▶ BRIEF:
Pull every line that includes the word "readthedocs" out of the data below and copy it.

(Dataset excerpts)
_ _ _ _ _ _ _

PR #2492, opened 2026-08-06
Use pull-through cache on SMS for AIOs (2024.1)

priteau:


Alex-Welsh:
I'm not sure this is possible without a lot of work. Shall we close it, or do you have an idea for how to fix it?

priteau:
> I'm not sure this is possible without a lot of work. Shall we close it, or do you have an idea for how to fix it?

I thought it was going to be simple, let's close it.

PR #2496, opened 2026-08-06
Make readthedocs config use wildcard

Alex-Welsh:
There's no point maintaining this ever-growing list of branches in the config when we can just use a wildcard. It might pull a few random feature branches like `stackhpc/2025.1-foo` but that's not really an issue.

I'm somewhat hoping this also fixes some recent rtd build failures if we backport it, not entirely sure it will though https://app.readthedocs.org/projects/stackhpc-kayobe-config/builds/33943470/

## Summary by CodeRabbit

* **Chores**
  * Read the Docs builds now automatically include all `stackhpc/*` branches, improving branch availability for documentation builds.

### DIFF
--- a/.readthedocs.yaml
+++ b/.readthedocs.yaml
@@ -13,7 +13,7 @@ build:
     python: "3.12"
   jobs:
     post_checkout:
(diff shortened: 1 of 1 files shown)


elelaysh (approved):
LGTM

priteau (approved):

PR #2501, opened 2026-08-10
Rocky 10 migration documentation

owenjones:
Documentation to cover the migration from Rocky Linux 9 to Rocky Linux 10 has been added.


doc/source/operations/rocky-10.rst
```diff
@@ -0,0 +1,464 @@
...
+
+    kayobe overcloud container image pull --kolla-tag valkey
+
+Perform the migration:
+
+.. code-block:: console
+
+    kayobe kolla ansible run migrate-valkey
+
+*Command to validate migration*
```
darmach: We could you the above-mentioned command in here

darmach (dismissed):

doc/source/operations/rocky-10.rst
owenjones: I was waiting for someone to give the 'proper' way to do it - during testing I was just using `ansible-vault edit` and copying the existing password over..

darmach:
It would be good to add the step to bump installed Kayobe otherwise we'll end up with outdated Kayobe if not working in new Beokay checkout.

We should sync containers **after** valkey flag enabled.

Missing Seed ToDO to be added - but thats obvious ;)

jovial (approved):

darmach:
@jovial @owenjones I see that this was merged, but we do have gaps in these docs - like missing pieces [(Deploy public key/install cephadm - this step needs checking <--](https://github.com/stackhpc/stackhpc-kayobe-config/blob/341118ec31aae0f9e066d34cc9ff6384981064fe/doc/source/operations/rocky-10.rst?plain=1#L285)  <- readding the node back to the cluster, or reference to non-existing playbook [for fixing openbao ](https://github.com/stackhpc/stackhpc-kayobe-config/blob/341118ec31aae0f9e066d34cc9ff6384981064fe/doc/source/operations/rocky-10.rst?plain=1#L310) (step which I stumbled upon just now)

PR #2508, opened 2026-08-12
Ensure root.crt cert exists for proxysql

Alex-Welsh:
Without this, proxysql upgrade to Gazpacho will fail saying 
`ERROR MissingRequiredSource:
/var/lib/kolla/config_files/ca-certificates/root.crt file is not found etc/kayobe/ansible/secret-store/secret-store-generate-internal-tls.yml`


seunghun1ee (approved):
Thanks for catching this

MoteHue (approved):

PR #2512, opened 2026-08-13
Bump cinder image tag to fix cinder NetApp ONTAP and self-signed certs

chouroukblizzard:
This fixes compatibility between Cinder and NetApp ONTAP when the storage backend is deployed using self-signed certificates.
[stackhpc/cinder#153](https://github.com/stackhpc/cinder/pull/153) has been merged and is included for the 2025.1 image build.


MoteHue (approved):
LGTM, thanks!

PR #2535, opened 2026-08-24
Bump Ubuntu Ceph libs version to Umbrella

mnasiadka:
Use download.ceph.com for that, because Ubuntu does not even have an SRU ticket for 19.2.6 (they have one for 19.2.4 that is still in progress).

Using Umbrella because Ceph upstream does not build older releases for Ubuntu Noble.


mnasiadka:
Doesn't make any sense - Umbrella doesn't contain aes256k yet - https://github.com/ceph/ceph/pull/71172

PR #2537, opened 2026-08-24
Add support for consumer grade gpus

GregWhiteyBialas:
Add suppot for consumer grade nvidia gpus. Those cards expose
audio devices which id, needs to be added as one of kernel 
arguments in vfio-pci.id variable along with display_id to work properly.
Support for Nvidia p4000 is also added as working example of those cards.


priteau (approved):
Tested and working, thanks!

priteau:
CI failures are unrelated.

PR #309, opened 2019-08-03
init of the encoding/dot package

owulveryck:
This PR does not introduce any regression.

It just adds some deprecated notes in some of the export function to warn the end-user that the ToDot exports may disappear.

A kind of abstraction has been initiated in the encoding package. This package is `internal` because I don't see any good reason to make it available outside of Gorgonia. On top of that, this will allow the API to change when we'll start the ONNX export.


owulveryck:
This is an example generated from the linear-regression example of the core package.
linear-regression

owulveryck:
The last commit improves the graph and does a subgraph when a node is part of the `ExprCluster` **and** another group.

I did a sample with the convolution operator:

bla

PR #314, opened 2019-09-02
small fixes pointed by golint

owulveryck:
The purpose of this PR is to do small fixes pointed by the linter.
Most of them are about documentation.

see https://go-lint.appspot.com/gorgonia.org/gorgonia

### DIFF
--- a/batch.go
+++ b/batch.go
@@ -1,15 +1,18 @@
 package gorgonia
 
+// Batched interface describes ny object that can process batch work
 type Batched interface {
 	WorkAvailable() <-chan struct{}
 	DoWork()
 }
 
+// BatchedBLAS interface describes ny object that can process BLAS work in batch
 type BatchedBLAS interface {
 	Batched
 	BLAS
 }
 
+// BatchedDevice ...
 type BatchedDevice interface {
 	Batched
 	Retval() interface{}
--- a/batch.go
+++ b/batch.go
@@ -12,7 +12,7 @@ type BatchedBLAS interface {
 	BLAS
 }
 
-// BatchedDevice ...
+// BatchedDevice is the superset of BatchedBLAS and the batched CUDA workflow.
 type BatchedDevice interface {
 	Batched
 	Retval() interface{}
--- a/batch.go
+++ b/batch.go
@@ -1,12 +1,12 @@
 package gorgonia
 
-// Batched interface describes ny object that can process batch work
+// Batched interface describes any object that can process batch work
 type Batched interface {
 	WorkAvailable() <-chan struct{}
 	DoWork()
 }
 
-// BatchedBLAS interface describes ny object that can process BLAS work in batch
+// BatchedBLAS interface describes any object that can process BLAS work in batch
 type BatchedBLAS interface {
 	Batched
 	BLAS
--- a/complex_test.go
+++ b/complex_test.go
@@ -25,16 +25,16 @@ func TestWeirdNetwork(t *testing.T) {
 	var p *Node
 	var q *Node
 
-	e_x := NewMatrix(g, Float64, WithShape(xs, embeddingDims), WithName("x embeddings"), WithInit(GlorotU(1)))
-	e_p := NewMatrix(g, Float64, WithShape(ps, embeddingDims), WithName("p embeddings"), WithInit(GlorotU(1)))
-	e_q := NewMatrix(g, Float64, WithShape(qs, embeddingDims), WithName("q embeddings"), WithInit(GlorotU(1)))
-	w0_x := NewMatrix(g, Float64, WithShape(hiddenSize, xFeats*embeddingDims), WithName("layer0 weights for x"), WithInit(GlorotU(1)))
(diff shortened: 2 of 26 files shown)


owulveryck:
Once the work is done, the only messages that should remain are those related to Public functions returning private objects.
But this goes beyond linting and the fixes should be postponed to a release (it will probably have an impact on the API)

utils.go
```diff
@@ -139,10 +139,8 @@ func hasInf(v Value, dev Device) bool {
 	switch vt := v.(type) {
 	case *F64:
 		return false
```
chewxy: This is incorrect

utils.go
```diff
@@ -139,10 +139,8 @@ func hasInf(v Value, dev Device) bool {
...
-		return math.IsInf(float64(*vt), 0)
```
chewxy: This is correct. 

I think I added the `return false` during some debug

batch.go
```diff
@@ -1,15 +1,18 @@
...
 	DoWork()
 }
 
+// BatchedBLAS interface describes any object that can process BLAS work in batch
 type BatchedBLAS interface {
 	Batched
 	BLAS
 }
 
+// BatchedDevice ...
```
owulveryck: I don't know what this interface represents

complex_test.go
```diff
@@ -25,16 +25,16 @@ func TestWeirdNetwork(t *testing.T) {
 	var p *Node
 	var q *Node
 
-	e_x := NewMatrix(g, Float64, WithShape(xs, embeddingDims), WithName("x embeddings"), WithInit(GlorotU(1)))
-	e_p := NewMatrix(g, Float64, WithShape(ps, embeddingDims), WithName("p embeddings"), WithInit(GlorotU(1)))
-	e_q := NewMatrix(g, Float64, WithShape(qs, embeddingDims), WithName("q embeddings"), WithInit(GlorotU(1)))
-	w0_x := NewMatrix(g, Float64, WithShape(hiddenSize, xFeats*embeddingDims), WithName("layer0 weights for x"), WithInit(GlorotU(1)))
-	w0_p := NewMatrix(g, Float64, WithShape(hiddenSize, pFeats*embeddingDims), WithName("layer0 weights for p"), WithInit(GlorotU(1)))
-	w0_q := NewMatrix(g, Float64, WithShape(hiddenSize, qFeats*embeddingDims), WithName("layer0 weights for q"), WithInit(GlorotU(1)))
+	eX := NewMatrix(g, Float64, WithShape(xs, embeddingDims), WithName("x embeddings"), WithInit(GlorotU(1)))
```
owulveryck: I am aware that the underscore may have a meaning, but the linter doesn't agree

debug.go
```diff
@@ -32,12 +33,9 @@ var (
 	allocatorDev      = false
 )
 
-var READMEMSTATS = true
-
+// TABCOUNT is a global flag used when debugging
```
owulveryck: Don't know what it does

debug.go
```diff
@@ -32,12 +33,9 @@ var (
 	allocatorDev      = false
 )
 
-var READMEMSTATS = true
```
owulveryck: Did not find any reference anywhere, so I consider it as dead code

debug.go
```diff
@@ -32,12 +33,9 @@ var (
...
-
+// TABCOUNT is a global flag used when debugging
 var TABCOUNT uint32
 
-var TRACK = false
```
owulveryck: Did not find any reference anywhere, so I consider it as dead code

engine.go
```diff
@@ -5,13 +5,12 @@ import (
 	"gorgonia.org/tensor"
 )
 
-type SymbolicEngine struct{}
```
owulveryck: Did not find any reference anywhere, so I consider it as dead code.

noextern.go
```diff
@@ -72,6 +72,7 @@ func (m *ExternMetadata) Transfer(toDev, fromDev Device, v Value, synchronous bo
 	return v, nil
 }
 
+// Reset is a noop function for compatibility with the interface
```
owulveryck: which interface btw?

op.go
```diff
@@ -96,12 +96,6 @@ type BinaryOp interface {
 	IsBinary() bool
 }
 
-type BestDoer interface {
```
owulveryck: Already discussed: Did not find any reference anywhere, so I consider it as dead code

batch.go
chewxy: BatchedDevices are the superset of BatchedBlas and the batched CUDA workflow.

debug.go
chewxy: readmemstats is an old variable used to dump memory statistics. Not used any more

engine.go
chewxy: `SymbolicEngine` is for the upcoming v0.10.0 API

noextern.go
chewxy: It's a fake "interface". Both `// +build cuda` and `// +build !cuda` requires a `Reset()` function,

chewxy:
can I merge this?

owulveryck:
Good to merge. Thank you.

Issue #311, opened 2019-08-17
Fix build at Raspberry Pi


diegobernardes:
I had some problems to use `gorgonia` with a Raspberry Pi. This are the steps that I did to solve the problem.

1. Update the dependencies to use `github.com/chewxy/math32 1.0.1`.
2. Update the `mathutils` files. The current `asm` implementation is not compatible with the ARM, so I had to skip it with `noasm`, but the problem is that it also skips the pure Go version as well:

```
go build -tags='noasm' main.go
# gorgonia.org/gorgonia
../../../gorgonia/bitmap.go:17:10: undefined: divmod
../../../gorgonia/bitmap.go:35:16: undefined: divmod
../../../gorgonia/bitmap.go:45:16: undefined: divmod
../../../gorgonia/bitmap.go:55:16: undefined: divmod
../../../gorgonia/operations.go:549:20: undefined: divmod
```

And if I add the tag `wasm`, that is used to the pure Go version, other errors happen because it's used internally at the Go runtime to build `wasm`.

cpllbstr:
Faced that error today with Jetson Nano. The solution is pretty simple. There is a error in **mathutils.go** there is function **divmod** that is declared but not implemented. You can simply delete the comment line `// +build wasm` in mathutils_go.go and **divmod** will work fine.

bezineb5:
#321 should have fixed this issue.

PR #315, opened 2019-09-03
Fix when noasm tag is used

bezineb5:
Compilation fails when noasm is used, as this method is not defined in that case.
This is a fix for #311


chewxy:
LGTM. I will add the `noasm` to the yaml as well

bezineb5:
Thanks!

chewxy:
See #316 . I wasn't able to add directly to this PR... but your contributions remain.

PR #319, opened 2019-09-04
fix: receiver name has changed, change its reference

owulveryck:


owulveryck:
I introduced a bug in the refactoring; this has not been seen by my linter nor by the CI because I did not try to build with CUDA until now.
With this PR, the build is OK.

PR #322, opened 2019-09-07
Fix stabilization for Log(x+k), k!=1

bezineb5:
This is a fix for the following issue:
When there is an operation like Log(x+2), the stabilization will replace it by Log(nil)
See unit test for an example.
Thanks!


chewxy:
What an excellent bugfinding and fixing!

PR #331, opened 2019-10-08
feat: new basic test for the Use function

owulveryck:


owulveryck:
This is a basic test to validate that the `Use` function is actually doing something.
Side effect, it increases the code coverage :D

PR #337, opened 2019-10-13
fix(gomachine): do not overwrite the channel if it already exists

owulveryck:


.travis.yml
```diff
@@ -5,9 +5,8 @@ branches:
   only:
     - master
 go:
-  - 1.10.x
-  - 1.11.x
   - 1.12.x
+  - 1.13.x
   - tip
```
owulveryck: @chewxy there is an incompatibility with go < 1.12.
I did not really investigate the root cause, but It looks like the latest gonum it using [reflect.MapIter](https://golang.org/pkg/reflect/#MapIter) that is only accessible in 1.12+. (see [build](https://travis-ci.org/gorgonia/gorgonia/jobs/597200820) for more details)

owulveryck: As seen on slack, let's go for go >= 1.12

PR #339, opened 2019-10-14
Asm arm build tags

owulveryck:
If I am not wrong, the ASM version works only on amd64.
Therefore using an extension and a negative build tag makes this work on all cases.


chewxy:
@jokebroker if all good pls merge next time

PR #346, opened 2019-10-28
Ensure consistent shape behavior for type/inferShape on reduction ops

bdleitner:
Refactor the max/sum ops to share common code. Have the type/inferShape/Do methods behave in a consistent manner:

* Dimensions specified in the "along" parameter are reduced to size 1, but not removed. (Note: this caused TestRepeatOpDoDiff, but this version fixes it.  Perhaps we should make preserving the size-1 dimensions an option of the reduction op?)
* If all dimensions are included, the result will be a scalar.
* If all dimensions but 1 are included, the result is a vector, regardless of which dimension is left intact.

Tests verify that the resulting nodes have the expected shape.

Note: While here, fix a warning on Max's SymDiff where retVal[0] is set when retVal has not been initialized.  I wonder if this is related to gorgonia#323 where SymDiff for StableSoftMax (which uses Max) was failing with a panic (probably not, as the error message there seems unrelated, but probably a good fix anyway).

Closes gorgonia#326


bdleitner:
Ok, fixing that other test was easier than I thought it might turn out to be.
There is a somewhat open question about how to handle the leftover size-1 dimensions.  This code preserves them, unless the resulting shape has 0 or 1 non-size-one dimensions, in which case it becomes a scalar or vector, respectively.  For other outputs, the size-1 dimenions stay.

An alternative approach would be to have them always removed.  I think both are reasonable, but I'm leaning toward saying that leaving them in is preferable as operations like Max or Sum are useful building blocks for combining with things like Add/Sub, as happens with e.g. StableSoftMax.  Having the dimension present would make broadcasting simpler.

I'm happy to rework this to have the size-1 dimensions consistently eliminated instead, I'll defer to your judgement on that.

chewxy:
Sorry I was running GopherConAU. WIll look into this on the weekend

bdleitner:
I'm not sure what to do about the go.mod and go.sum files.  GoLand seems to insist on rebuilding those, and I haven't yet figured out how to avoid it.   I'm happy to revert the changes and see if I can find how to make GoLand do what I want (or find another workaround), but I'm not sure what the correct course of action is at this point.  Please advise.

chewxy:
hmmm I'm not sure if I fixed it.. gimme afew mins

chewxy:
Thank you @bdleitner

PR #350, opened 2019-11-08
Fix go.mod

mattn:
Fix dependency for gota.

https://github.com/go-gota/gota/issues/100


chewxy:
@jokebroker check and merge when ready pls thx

_ _ _ _ _ _ _

▶ RESPONSE TO THE EXERCISE:
Make readthedocs config use wildcard
I'm somewhat hoping this also fixes some recent rtd build failures if we backport it, not entirely sure it will though https://app.readthedocs.org/projects/stackhpc-kayobe-config/builds/33943470/
--- a/.readthedocs.yaml
+++ b/.readthedocs.yaml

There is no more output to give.